How to complete this task
Work out how many lines in these entries include the string "semantically", and give only that figure.

*** Supplied data

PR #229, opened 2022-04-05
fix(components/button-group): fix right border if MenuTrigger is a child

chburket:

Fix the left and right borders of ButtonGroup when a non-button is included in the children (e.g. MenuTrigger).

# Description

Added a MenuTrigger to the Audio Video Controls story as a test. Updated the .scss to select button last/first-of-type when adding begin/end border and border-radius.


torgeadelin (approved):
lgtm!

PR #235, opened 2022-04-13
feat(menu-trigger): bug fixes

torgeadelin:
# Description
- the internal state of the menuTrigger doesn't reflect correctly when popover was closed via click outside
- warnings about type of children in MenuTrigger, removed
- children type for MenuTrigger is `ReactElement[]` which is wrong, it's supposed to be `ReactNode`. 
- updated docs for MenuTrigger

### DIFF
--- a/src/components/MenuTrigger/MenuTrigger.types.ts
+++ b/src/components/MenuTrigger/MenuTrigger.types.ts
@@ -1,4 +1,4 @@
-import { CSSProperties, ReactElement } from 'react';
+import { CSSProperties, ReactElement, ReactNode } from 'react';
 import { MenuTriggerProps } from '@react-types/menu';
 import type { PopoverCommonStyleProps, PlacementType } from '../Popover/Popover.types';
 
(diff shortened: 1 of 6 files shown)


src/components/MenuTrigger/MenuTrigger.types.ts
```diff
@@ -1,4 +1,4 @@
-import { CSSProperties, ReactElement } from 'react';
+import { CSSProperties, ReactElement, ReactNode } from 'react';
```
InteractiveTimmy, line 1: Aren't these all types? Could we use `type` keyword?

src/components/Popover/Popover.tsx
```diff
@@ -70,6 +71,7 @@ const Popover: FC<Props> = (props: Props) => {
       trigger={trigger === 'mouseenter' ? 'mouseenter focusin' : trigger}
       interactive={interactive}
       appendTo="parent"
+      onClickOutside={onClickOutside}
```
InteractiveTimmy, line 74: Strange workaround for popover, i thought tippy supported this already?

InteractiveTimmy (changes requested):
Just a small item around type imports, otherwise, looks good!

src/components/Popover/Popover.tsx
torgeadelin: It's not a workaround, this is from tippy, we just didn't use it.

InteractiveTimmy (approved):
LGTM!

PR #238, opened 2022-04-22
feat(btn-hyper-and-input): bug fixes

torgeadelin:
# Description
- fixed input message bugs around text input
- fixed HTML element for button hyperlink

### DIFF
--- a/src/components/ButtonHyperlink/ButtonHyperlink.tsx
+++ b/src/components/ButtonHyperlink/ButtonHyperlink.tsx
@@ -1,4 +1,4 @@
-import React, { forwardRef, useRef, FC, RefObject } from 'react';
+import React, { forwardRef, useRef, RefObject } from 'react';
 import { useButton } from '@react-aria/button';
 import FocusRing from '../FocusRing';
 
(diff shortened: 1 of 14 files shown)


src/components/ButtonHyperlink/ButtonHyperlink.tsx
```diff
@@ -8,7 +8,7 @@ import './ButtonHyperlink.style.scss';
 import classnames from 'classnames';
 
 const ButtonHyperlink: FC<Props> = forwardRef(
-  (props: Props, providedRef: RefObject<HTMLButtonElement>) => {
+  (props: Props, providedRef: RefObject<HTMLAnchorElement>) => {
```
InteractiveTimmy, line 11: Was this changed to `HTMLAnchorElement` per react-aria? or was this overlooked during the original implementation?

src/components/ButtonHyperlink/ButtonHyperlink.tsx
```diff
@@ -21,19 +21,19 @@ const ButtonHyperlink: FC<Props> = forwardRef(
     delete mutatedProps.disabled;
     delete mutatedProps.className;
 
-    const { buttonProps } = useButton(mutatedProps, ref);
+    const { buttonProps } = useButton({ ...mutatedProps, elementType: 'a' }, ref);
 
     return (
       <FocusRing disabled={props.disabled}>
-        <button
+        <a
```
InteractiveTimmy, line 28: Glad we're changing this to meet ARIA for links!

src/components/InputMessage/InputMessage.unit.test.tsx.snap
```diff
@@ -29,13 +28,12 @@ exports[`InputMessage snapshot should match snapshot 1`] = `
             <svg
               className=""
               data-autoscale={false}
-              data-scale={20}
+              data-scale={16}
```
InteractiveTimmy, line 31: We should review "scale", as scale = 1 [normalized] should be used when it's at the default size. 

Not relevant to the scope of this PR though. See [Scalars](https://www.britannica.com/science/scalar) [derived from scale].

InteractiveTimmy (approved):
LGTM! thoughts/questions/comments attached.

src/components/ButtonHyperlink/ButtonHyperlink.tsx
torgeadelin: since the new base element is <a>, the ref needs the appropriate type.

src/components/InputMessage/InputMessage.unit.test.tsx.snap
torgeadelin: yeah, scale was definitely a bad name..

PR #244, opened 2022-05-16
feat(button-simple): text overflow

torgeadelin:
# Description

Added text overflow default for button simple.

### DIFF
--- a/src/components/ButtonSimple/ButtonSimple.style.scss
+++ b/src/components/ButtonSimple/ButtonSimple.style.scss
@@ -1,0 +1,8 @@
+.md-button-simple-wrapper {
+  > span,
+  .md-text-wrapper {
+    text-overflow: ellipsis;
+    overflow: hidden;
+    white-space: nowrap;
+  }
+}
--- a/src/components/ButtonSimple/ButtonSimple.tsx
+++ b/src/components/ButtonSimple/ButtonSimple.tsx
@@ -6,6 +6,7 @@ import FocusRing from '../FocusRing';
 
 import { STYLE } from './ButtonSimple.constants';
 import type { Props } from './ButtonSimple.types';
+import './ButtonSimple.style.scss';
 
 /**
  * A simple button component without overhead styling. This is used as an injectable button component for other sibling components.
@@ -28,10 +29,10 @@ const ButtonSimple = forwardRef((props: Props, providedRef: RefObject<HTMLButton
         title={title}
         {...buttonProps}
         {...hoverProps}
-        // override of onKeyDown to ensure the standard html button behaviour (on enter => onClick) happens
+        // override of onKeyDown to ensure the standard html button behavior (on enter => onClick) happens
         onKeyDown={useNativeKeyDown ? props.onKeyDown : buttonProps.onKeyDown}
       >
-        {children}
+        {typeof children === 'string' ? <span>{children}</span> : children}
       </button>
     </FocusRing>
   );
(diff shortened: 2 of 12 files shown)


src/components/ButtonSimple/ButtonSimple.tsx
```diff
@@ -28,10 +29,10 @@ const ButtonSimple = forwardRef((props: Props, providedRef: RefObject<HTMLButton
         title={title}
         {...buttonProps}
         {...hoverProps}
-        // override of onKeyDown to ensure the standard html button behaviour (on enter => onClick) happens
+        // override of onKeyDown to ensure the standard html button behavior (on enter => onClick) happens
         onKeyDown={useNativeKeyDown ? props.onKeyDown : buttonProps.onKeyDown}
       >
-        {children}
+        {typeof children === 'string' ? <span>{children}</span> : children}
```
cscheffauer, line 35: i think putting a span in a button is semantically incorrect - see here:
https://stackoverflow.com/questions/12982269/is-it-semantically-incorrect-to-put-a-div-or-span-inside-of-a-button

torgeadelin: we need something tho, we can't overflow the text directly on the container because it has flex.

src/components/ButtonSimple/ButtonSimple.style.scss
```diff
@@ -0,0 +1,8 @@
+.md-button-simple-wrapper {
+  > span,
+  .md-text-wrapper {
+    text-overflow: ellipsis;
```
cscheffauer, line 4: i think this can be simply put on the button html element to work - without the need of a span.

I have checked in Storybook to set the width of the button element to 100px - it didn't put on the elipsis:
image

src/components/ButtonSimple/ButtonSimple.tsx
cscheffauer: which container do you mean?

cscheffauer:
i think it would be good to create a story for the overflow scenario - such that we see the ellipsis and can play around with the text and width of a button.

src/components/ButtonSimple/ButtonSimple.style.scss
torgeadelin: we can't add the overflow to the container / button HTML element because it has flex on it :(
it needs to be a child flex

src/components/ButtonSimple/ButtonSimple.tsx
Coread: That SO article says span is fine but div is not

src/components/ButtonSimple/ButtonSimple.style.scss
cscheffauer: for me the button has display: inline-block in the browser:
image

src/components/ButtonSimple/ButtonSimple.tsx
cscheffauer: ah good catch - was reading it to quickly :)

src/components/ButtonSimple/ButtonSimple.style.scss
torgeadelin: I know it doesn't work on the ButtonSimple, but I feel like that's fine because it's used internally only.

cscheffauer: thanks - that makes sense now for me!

******

Task result
2